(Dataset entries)
Issue #381, opened 2019-03-28
Count long running executions as failure


danielrohe:
Is it possible to count long running tasks (calls to other services) as failure in the circuit breaker. So that if a backend service encounters too many long running tasks the circuit breaker opens.

The long running task should not be cancelled and also not be executed in another thread because then I would have to manage the thread pool and in worst case the limiting factor would be the thread pool. It should only count as failure in the circuit breaker.

RobWin:
Hi,
you mean, the long running tasks finishes successfully, but only runs longer than a certain threshold and hence should count as a failure?

danielrohe:
Yes, that's what I have in mind.

The idea is that if the long running tasks finishes successfully after a certain threshold. This is a sign of service degradation and in the end should result in opening the circuit breaker if it happens too often.

RobWin:
That's not build in, but you measure latency your own and record a failure whenever its longer than a certain treshold.

But we are working on an Adaptive Bulkhead which implements an algorithm comparable to the congestion control algorithm TCP Vegas. The bulkhead would reduce the number of allowed concurrent calls when the latency increases too much or timeouts occur.

Vincent-Zeng:
Hi. I think that the response time threshold above which the CircuitBreaker should trip open would be helpful to me, cause the client expect faster response.

RobWin:
See issue #384 for a possible solution.

RobWin:
I think we will add a `Timer` decorator which can be used to measure the response time of calls.
Additionally it will report call rates and number of successful, failed and total calls.
We will use Micrometer for it.

You can configure a 95th and 98th percentile threshold, and if a percentile threshold is reached you can trigger an action. For example you can open a circuitBreaker or decrease the semaphore count/thread pool of a bulkhead.

RobWin:
The upcoming version of the CircuitBreaker will allow you to configure a duration threshold which will be used to check if a call will be considered as slow.
And you can configure a threshold in percentage which will be used to check if too many calls are slow.

For example: 
slowCallDuration = 5s
slowCallRateThreshold = 75

If 75% or more calls take longer than 5s, the CircuitBreaker will transition to open.
It can be configured as follows:

```
CircuitBreakerConfig.custom()
    .slowCallDurationThreshold(Duration.ofSeconds(4))
    .slowCallRateThreshold(75)
    .build().
```

PR #414, opened 2019-04-07
Result predicate function for circuitbreaker

### LINKED ISSUE #384: CircuitBreaker record a failure when a certain result is returned
`Retry` allows check the result of a call and retry a call when a configurable predicate is true.
It would be nice if the CircuitBreaker allows it as well.
`CircuitBreakerConfig` should allow to configure a result predicate.

lespinsideg:
Resolves #384 

- added result predicate function in execute and decorate methods.

### DIFF
--- a/resilience4j-circuitbreaker/src/main/java/io/github/resilience4j/circuitbreaker/CircuitBreaker.java
+++ b/resilience4j-circuitbreaker/src/main/java/io/github/resilience4j/circuitbreaker/CircuitBreaker.java
@@ -181,16 +181,40 @@ public interface CircuitBreaker {
     }
 
     /**
+     * Decorates and executes the decorated Supplier.
+     *
+     * @param supplier the original Supplier
+     * @param resultPredicate result predicate by duration and return object function.
+     * @param <T> the type of results supplied by this supplier
+     * @return the result of the decorated Supplier.
+     */
+    default <T> T executeSupplier(Supplier<T> supplier, Function2<Long, T, Boolean> resultPredicate){
+        return decorateSupplier(this, supplier, resultPredicate).get();
+    }
+
+    /**
      * Decorates and executes the decorated Callable.
      *
      * @param callable the original Callable
-     *
-     * @return the result of the decorated Callable.
      * @param <T> the result type of callable
+     * @return the result of the decorated Callable.
      * @throws Exception if unable to compute a result
      */
     default <T> T executeCallable(Callable<T> callable) throws Exception{
         return decorateCallable(this, callable).call();
+    }
+
+    /**
+     * Decorates and executes the decorated Callable.
+     *
+     * @param callable the original Callable
+     * @param resultPredicate result predicate by duration and return object function.
+     * @param <T> the result type of callable
+     * @return the result of the decorated Callable.
+     * @throws Exception if unable to compute a result
+     */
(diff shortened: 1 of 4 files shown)


resilience4j-circuitbreaker/src/main/java/io/github/resilience4j/circuitbreaker/CircuitBreaker.java
```diff
@@ -556,13 +709,32 @@ static CheckedRunnable decorateCheckedRunnable(CircuitBreaker circuitBreaker, Ch
...
+    static <T> Consumer<T> decorateConsumer(CircuitBreaker circuitBreaker, Consumer<T> consumer, Function1<Long, Boolean> resultPredicate){
         return (t) -> {
             CircuitBreakerUtils.isCallPermitted(circuitBreaker);
             long start = System.nanoTime();
             try {
                 consumer.accept(t);
                 long durationInNanos = System.nanoTime() - start;
-                circuitBreaker.onSuccess(durationInNanos);
+
+                if (resultPredicate.apply(durationInNanos)) {
```
Romeh: @lespinsideg  the result predicate take the start time any reason why ? as u can simply do the calculation inside the if/else statement blocks .

RobWin:
Thank you for your PR.
But I'm not sure if we should add a `resultPredicate` to all methods.
In `RetryConfig` we added an option to configure a global `resultPredicate`.  But I actually prefer higher-order functions.

If someone wants to be able to have a different resultPredicate per decorated function, he could easily use a higher-order function.

```
static <T> Supplier<T> checkResult(Supplier<T> supplier, Function<T, T> exceptionMapper){
        return () -> {
            T result = supplier.get();
            return exceptionMapper.apply(result);
        };
}
```

and then something like

```
        Supplier<HttpResponse> httpResponseSupplier = checkResult(helloWorldService::returnResult, result -> {
            if (result.getStatusCode() == 400) {
                throw new ClientException();
            } else if (result.getStatusCode() == 500) {
                throw new ServerException();
            }
            return result;
        });
        //When
        HttpResponse httpResponse = circuitBreaker.executeSupplier(httpResponseSupplier);
```

storozhukBM:
Agree with @RobWin

storozhukBM:
Sorry, closed by mistake.

resilience4j-circuitbreaker/src/main/java/io/github/resilience4j/circuitbreaker/CircuitBreaker.java
lespinsideg: @Romeh Sorry but I didn't get your point. The result predicate doesn't take the start time. I thought duration could be a parameter for deciding the result.
https://github.com/resilience4j/resilience4j/issues/381

lespinsideg:
@RobWin @Romeh @storozhukBM 
I will check `RetryConfig` and update the code soon. Thanks for the review.

RobWin:
I really think it was a mistake to add a onResult predicate to Retry. A decorator would have been the better choice. A decorator could have been reused for CircuitBreaker as well.

RobWin:
We added it to Retry, because we didn't want to throw an exception every time we retry. But in our CirucirBreaker we need an exception to be thrown.

PR #415, opened 2019-04-08
Issue #384: Added higher-order functions to chain resultHandler and e…

RobWin:
…xceptionHandler to supplier and callable.

### DIFF
--- a/resilience4j-core/src/main/java/io/github/resilience4j/core/EventProcessor.java
+++ b/resilience4j-core/src/main/java/io/github/resilience4j/core/EventProcessor.java
@@ -25,8 +25,8 @@ import java.util.concurrent.ConcurrentMap;
 
 public class EventProcessor<T> implements EventPublisher<T> {
 
-    protected volatile boolean consumerRegistered;
-    @Nullable private volatile EventConsumer<T> onEventConsumer;
+    private boolean consumerRegistered;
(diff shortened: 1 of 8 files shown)


Romeh:
Maybe we need to add some documentation ? :)

resilience4j-core/src/main/java/io/github/resilience4j/core/EventProcessor.java
```diff
@@ -25,16 +25,16 @@
...
+    @Nullable private EventConsumer<T> onEventConsumer;
     private ConcurrentMap<Class<? extends T>, EventConsumer<Object>> eventConsumers = new ConcurrentHashMap<>();
 
     public boolean hasConsumers(){
         return consumerRegistered;
     }
 
     @SuppressWarnings("unchecked")
-    public <E extends T> void registerConsumer(Class<? extends E> eventType, EventConsumer<E> eventConsumer){
+    public synchronized <E extends T> void registerConsumer(Class<? extends E> eventType, EventConsumer<E> eventConsumer){
```
Romeh: why u need it synchronized ?

RobWin: It was a SonarCloud warning. 
The method `onEvent` changes two fields, but both fields are only volatile. This can cause problems.
The method `registerConsumer` registerConstumer also updates two fields.

PR #416, opened 2019-04-08
WIP: Use tags instead of gauge values to indicate circuit breaker state

leonard84:
Implement change as discussed in #354


leonard84:
I don't know, but this doesn't really seem to be related to my change.
```
$ sonar-scanner
sonar-scanner: command not found
The command "sonar-scanner" exited with 127.
```

It also executes and fails on my fork since the secure variables are not available. The execution should run in a preview mode or something similar if no credentials are available.

Romeh:
@leonard84  you can ignore that for now we are working right now on upgrading our code coverage tooling .

resilience4j-micrometer/src/main/java/io/github/resilience4j/micrometer/CircuitBreakerMetrics.java
```diff
@@ -71,10 +71,15 @@ public static CircuitBreakerMetrics ofIterable(String prefix, Iterable<CircuitBr
 
     @Override
     public void bindTo(MeterRegistry registry) {
+        final CircuitBreaker.State[] states = CircuitBreaker.State.values();
         for (CircuitBreaker circuitBreaker : circuitBreakers) {
             final String name = circuitBreaker.getName();
-            Gauge.builder(getName(prefix, name, STATE), circuitBreaker, (cb) -> cb.getState().getOrder())
-                    .register(registry);
+            for (CircuitBreaker.State state : states) {
+                Gauge.builder(getName(prefix, name, STATE), circuitBreaker, (cb) -> cb.getState() == state ? 1 : 0)
```
RobWin: Why do we need a gauge metric per state?
Isn't the current state enough? The metric value could still be `cb.getState().getOrder()`
The query which counts the number of CircuitBreakers with label state==open should still be possible or?

RobWin: It would be backward compatible but add more query possibilities.

RobWin:
Could you rebase your changes?
I would like to merge it.

PR #424, opened 2019-04-12
Jdk 11 support

RobWin:


123Haynes:
@RobWin you need to rebase this on top of the current master and change
`spockVersion = '1.3-RC1-groovy-2.4'`
to
`spockVersion = '1.3-groovy-2.5'`

after that that java 11 build should work 😃

RobWin:
I try ;)

123Haynes:
@RobWin That worked 👍   
But the travis config seems to be a bit weird. Why are there 2 java 8 jobs in the test stage and one is failing while the other one is passing?

RobWin:
Yes, I'm also reading TravisCI docs at the moment. I guess it's the default TravisCI test stage `gradlew check` which is running twice. And my defined test stage is running as a third job.

PR #425, opened 2019-04-12
Fixed SonarCloud findings

RobWin:


resilience4j-spring/src/main/java/io/github/resilience4j/bulkhead/configure/BulkheadAspect.java
```diff
@@ -59,12 +59,15 @@ public void matchAnnotatedClassOrMethod(Bulkhead Bulkhead) {
...
 
 	@Around(value = "matchAnnotatedClassOrMethod(backendMonitored)", argNames = "proceedingJoinPoint, backendMonitored")
-	public Object bulkheadAroundAdvice(ProceedingJoinPoint proceedingJoinPoint, Bulkhead backendMonitored) throws Throwable {
+	public Object bulkheadAroundAdvice(ProceedingJoinPoint proceedingJoinPoint, @Nullable Bulkhead backendMonitored) throws Throwable {
 		Method method = ((MethodSignature) proceedingJoinPoint.getSignature()).getMethod();
 		String methodName = method.getDeclaringClass().getName() + "#" + method.getName();
 		if (backendMonitored == null) {
 			backendMonitored = getBackendMonitoredAnnotation(proceedingJoinPoint);
 		}
+		if(backendMonitored == null) { //because annotations wasn't found
```
Romeh: is that even possible to happen , to have the aspect invoked despite no annotation ?

RobWin: No don't think so.

RobWin: But the parameter is null... always... don't understand why.

RobWin: That's why we have to invoke `getBackendMonitoredAnnotation`

PR #426, opened 2019-04-12
Add the Automatic-Module-Name for each project.

123Haynes:
Until proper support for modules is introduced, this PR adds the appropriate Automatic-Module-Name to every produced .jar file.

TASK STATEMENT |
Output the lines above between the one holding "Is it possible" and the one holding "Yes, that's what I have in mind.", inclusive, with nothing before or after them.

EXERCISE RESULT |
Is it possible to count long running tasks (calls to other services) as failure in the circuit breaker. So that if a backend service encounters too many long running tasks the circuit breaker opens.

The long running task should not be cancelled and also not be executed in another thread because then I would have to manage the thread pool and in worst case the limiting factor would be the thread pool. It should only count as failure in the circuit breaker.

RobWin:
Hi,
you mean, the long running tasks finishes successfully, but only runs longer than a certain threshold and hence should count as a failure?

danielrohe:
Yes, that's what I have in mind.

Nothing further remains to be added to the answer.